**What you should do**. Pull each line holding the word "matthew" from the data.

----- Source material

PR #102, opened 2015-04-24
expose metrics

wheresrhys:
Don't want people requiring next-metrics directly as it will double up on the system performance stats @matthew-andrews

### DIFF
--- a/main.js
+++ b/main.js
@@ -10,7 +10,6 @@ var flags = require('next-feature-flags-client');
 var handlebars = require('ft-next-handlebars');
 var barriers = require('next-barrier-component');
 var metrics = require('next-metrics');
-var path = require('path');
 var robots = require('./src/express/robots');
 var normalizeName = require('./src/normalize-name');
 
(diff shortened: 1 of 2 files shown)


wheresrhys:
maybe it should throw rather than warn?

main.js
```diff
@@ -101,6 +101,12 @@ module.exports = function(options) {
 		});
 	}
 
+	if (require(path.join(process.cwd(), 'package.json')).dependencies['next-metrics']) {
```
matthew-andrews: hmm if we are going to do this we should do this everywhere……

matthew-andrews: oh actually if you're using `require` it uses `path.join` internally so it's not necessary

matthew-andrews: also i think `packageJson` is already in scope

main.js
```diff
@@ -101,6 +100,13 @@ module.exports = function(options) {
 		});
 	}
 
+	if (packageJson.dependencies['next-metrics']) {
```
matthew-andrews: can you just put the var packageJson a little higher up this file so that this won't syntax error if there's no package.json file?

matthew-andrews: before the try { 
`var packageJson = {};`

----------

**Exercise answer**.
Don't want people requiring next-metrics directly as it will double up on the system performance stats @matthew-andrews
matthew-andrews: hmm if we are going to do this we should do this everywhere……
matthew-andrews: oh actually if you're using `require` it uses `path.join` internally so it's not necessary
matthew-andrews: also i think `packageJson` is already in scope
matthew-andrews: can you just put the var packageJson a little higher up this file so that this won't syntax error if there's no package.json file?
matthew-andrews: before the try { 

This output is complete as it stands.